The task - Starting at the top of the entries below, print each line exactly until the line with "## Workload used" has been printed too.

##### Records for this exercise #####

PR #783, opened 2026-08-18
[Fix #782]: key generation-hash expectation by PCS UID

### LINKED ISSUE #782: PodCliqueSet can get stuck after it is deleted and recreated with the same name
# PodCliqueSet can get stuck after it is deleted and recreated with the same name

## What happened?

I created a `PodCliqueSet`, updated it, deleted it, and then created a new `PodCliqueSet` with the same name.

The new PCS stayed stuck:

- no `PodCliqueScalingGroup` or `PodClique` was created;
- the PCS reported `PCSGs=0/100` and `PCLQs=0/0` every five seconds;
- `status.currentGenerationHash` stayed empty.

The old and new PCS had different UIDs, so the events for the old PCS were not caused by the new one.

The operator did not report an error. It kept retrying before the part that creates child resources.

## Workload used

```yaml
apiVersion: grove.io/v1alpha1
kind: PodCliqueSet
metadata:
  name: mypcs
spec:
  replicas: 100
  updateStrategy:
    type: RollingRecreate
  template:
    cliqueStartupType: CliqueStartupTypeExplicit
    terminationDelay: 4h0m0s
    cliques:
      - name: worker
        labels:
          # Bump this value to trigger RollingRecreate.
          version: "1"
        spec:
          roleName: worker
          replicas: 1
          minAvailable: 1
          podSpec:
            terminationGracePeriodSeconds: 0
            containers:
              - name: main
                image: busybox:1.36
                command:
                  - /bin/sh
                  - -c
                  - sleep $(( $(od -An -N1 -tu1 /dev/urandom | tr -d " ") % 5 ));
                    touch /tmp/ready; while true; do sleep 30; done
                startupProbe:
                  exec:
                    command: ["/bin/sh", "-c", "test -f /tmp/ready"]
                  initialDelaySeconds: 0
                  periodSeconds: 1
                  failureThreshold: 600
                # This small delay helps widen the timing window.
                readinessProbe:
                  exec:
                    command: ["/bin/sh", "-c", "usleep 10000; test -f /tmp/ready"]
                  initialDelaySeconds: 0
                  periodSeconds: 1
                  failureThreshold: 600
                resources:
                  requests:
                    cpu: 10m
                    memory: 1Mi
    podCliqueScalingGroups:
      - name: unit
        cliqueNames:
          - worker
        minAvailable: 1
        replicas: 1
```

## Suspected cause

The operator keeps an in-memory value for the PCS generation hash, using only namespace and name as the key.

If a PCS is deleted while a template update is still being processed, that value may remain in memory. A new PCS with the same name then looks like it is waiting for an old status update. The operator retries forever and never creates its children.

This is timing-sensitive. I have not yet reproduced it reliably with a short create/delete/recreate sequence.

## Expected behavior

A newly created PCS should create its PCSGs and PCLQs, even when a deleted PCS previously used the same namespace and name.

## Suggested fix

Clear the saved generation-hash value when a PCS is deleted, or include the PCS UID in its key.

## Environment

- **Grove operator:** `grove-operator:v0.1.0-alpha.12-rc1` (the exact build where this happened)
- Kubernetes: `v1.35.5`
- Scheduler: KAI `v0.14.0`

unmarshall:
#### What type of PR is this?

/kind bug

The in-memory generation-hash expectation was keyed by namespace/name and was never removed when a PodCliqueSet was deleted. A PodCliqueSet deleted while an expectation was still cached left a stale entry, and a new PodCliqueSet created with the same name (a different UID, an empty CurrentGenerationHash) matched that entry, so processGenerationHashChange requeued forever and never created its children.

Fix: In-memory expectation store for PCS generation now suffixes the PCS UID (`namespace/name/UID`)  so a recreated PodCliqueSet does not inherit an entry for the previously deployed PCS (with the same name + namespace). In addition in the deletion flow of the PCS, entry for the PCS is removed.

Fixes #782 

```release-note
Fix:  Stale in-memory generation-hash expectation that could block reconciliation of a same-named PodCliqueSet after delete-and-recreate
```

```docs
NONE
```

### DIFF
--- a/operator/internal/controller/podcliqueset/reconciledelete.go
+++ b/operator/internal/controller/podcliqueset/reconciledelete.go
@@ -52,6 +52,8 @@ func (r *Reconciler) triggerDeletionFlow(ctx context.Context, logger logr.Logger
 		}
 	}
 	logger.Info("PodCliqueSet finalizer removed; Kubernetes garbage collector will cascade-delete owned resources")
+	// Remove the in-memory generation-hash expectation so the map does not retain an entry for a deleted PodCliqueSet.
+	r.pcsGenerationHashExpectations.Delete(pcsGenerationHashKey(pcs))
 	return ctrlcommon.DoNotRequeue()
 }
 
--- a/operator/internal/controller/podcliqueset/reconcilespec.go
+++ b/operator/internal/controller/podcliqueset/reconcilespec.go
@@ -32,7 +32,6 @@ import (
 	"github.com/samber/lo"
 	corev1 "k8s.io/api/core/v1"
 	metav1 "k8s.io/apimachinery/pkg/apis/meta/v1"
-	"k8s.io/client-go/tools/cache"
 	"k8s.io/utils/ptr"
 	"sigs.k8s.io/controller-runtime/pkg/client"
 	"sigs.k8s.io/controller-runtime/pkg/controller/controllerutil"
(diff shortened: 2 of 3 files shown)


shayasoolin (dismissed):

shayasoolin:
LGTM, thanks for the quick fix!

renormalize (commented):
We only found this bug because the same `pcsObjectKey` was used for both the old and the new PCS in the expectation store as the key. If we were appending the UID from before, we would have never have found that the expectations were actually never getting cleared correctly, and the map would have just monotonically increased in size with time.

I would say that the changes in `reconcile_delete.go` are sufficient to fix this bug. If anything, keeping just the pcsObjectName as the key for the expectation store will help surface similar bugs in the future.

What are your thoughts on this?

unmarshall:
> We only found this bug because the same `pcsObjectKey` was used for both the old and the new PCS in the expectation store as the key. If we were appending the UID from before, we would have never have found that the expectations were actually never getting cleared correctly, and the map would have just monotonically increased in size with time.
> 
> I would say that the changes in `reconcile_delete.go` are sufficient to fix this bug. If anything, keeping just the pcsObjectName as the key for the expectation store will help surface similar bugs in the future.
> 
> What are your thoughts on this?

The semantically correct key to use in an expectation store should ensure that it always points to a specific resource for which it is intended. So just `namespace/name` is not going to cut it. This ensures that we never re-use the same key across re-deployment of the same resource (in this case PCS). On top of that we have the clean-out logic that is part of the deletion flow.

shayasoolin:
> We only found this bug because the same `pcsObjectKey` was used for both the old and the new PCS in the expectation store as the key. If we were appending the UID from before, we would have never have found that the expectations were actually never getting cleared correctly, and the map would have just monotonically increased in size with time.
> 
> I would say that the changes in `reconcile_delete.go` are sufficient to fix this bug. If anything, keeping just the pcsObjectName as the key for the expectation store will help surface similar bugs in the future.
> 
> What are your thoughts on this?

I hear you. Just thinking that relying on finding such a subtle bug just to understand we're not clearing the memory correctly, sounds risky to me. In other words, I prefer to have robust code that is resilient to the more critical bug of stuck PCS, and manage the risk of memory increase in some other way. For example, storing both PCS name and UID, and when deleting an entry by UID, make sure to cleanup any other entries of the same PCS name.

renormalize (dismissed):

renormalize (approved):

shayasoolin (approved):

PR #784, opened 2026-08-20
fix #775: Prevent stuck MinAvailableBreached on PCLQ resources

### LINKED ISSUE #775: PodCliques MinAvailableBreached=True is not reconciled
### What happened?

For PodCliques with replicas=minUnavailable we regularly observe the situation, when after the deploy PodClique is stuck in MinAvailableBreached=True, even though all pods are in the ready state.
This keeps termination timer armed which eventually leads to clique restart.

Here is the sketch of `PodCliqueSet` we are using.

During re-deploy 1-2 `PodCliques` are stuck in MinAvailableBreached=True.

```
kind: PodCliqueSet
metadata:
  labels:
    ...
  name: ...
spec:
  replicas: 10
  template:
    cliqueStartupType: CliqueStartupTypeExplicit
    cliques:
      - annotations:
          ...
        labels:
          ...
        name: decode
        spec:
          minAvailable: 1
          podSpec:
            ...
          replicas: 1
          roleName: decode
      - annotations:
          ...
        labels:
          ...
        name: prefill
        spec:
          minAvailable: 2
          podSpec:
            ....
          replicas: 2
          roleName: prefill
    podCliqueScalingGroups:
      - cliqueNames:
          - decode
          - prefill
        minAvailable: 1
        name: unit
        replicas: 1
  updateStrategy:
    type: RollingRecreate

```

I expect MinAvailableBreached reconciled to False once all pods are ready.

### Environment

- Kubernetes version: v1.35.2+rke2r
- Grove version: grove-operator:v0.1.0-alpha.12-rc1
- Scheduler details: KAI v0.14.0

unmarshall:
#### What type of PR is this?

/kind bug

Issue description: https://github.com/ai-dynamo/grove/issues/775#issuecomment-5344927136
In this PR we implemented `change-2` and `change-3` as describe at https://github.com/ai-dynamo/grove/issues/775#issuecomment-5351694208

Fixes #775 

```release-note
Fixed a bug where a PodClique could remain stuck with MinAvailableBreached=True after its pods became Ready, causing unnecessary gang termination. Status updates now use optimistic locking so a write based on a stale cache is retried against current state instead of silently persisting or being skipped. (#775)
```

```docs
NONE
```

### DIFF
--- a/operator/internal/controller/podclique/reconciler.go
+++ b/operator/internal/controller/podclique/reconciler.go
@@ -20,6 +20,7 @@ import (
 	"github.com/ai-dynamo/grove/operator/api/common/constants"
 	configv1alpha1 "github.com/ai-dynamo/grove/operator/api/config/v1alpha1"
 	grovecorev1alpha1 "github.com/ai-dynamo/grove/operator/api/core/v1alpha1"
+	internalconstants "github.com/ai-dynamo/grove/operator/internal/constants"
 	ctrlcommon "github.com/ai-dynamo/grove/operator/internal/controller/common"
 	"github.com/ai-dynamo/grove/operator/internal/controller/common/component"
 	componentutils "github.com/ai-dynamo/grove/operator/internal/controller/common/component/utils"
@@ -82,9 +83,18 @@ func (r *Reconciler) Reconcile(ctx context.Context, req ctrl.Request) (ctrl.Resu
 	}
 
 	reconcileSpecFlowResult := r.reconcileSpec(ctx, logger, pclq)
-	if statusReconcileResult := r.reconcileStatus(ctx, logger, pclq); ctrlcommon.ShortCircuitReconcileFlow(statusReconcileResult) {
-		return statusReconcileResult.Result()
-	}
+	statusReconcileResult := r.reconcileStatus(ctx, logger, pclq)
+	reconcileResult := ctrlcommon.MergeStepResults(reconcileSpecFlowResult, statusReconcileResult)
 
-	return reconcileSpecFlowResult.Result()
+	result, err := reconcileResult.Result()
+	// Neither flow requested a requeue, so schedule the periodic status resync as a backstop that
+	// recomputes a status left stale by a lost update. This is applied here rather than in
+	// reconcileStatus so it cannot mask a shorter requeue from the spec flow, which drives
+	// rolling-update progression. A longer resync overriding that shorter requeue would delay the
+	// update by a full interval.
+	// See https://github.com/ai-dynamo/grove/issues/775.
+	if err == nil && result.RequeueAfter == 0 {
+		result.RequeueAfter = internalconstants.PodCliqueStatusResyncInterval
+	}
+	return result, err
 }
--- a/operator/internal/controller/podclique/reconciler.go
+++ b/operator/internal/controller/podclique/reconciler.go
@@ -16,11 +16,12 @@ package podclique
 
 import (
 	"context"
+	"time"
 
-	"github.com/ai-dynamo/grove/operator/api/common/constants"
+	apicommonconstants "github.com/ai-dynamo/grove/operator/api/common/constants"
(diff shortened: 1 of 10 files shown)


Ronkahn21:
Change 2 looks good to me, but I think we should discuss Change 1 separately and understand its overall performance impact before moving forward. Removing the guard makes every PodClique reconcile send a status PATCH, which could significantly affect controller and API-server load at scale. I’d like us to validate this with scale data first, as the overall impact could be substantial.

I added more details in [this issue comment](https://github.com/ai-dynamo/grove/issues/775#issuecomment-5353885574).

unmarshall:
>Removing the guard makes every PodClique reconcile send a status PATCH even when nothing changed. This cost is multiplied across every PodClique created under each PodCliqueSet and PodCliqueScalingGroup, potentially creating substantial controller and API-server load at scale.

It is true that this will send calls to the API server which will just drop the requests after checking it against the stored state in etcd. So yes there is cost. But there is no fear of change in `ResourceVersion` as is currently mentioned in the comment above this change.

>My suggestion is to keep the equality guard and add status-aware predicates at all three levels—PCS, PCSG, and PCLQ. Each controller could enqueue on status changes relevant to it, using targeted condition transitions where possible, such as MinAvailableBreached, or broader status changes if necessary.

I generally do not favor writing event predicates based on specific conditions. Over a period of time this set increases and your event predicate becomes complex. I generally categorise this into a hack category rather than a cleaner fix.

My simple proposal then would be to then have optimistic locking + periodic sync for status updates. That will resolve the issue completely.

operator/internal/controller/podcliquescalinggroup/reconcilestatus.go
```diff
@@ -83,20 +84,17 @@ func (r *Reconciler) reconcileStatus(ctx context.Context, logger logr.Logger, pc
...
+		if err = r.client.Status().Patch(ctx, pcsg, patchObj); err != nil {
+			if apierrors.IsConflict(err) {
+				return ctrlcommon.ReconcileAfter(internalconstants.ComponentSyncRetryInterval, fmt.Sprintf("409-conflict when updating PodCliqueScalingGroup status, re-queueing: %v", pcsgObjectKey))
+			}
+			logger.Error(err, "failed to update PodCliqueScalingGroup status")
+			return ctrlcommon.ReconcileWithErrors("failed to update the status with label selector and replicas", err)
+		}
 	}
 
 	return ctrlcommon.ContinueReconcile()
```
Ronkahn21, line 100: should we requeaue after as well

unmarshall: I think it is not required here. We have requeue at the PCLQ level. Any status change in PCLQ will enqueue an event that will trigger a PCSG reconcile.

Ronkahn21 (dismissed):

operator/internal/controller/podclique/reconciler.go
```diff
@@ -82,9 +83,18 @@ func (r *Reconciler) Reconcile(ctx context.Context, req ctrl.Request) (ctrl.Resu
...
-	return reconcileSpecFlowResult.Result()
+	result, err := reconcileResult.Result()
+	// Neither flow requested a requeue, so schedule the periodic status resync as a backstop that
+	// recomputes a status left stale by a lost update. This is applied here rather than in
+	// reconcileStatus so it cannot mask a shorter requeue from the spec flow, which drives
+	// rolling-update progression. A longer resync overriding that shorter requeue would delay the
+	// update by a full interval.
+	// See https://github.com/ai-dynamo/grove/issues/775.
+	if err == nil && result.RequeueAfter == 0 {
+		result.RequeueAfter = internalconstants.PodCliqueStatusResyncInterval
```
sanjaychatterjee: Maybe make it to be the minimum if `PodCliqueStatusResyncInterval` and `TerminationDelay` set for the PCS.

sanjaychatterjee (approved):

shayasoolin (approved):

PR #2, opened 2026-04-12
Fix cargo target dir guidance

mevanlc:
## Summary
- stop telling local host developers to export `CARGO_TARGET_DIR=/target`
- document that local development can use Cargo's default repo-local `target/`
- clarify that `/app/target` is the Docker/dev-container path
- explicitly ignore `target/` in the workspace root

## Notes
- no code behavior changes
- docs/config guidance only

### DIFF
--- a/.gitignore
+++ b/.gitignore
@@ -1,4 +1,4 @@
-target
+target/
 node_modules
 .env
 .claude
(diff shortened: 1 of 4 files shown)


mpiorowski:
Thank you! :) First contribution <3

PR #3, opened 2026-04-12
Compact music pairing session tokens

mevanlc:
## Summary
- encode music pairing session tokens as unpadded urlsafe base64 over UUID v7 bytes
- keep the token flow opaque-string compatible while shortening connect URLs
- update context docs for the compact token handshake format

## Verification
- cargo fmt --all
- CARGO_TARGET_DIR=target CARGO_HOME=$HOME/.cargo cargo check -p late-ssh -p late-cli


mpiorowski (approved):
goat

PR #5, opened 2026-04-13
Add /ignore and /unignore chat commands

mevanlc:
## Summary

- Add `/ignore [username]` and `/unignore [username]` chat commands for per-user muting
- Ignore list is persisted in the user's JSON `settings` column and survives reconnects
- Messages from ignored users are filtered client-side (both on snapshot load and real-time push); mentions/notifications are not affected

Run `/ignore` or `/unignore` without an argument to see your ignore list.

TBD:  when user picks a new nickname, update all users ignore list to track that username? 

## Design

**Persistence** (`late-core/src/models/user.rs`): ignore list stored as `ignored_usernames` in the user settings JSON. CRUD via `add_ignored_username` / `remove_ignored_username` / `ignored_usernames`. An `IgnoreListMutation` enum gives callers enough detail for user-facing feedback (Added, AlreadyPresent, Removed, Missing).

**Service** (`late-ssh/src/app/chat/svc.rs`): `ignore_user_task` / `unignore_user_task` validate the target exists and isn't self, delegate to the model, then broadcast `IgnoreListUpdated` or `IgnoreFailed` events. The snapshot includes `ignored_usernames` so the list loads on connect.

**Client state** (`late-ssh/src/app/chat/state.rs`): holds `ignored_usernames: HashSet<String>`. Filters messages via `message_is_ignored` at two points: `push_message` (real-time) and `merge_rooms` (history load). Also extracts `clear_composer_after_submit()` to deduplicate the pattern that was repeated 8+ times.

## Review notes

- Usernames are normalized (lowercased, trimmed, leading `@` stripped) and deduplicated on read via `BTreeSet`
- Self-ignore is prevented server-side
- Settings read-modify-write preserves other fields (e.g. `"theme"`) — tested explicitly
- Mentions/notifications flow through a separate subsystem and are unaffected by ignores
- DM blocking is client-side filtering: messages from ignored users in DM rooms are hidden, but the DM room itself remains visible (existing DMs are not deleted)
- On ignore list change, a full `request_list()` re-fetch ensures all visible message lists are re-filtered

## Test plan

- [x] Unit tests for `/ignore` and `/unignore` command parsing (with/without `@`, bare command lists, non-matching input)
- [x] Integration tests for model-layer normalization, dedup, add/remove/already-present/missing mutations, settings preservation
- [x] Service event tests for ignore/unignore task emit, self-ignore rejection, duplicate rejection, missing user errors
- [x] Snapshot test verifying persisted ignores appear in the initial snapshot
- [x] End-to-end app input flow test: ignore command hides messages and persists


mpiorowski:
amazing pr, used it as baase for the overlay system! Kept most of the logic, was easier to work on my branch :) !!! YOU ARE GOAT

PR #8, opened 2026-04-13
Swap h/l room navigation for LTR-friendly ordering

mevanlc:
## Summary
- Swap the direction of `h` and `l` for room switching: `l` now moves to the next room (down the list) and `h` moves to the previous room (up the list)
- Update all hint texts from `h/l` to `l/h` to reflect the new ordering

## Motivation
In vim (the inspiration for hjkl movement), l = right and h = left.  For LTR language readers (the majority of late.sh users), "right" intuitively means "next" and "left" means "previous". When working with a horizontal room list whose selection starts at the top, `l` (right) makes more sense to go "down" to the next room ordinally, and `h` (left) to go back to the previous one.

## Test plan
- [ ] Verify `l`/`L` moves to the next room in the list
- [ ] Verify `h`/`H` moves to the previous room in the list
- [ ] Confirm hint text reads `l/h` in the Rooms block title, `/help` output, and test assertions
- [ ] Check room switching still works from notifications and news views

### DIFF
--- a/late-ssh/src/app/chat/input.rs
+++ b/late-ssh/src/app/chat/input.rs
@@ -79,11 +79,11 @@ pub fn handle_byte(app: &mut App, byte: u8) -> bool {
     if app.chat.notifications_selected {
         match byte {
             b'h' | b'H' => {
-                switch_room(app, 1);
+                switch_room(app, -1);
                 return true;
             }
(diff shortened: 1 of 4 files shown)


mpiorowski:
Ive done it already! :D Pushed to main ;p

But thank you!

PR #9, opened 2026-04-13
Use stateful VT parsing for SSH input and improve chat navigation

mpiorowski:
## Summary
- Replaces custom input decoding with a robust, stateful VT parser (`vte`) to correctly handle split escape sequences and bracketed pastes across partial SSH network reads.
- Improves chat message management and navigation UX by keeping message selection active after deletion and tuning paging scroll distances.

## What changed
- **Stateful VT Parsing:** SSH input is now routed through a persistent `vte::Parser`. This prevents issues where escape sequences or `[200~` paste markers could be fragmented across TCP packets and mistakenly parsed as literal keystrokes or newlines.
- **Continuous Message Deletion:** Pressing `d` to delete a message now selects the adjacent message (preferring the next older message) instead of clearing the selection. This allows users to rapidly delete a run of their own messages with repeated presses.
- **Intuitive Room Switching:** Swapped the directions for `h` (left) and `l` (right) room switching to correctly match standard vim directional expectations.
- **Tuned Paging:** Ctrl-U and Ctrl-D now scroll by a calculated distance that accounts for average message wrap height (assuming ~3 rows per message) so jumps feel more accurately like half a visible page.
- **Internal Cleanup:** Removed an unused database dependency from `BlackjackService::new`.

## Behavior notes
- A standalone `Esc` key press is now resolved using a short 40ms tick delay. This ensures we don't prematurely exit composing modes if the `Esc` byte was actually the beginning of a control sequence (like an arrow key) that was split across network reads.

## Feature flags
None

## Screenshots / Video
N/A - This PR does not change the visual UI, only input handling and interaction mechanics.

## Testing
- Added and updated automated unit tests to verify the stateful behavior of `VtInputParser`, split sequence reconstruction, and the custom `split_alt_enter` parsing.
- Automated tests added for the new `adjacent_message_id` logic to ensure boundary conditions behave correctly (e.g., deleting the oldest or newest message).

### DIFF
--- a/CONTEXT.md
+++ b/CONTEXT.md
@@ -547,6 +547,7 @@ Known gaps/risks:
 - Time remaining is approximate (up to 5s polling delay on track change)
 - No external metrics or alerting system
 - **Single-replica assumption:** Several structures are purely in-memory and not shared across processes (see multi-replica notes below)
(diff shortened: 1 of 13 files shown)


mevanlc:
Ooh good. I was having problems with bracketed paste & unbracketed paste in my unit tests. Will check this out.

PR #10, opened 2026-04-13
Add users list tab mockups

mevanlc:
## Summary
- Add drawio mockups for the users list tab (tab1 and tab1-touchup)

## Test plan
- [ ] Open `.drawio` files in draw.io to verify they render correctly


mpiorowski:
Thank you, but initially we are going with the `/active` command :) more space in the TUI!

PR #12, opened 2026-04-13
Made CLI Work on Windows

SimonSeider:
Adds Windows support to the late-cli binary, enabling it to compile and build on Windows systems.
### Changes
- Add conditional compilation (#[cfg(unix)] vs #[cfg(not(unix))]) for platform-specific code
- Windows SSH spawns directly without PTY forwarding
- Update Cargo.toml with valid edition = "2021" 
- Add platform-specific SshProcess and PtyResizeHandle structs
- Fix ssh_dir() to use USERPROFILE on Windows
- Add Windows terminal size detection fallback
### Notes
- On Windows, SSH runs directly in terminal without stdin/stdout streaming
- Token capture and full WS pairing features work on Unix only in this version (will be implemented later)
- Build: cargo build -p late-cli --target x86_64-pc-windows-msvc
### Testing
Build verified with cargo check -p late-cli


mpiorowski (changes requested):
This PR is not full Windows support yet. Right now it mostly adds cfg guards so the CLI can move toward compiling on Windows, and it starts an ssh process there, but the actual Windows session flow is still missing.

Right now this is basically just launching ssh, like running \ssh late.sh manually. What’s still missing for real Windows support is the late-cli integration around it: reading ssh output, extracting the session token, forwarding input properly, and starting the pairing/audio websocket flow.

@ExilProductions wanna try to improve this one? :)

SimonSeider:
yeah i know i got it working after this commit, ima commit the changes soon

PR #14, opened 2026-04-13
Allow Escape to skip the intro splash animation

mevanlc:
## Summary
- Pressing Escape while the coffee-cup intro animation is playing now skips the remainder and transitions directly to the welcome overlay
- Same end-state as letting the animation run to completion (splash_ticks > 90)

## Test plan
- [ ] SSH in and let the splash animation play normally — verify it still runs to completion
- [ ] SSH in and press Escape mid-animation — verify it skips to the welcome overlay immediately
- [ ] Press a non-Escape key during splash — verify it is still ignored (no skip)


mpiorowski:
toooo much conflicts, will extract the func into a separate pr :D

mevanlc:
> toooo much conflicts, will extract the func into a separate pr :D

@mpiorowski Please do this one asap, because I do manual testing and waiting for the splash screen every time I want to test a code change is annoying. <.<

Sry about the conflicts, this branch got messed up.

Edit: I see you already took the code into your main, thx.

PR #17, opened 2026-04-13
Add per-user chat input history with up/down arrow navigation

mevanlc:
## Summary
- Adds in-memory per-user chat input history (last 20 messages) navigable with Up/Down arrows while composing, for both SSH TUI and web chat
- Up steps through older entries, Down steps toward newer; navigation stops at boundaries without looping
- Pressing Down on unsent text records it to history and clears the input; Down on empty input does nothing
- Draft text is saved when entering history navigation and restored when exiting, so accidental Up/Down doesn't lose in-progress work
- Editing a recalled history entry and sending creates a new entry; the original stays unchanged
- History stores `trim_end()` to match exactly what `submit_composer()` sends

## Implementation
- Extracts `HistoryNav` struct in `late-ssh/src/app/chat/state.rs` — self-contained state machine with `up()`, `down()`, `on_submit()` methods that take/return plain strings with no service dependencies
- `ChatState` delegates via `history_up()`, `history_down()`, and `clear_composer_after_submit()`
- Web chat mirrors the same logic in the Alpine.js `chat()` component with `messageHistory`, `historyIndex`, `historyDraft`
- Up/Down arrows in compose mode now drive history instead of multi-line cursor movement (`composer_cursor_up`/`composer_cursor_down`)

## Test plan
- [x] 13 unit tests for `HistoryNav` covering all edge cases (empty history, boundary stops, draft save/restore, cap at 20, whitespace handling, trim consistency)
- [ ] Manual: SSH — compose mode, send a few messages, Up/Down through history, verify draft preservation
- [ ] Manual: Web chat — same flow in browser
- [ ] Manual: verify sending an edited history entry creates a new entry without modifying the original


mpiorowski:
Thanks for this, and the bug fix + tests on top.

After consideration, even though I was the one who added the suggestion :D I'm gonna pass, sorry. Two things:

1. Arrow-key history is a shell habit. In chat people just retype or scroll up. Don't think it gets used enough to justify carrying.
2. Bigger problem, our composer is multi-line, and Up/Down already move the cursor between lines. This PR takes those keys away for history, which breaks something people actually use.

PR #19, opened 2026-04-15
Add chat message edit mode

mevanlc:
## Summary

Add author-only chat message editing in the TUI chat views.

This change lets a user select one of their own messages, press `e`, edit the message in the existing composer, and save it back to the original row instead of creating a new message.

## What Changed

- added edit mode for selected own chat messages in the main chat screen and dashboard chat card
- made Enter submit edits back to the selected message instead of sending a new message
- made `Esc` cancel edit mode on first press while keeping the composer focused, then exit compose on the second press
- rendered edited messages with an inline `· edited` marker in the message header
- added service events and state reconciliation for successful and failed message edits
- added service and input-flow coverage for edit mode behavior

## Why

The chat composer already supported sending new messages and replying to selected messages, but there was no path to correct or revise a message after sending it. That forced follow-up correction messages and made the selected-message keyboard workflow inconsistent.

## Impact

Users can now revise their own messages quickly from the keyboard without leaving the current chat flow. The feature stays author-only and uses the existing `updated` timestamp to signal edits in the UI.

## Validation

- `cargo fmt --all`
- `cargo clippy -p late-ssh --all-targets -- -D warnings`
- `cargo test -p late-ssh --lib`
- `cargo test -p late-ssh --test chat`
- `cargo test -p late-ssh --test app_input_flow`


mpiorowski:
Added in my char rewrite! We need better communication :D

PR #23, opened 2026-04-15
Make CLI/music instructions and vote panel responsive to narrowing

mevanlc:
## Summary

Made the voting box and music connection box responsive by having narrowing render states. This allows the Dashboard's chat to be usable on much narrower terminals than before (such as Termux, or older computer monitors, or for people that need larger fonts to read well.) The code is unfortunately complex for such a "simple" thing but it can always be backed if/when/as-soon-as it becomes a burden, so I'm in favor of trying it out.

#####

Answer section -
PR #783, opened 2026-08-18
[Fix #782]: key generation-hash expectation by PCS UID

### LINKED ISSUE #782: PodCliqueSet can get stuck after it is deleted and recreated with the same name
# PodCliqueSet can get stuck after it is deleted and recreated with the same name

## What happened?

I created a `PodCliqueSet`, updated it, deleted it, and then created a new `PodCliqueSet` with the same name.

The new PCS stayed stuck:

- no `PodCliqueScalingGroup` or `PodClique` was created;
- the PCS reported `PCSGs=0/100` and `PCLQs=0/0` every five seconds;
- `status.currentGenerationHash` stayed empty.

The old and new PCS had different UIDs, so the events for the old PCS were not caused by the new one.

The operator did not report an error. It kept retrying before the part that creates child resources.

## Workload used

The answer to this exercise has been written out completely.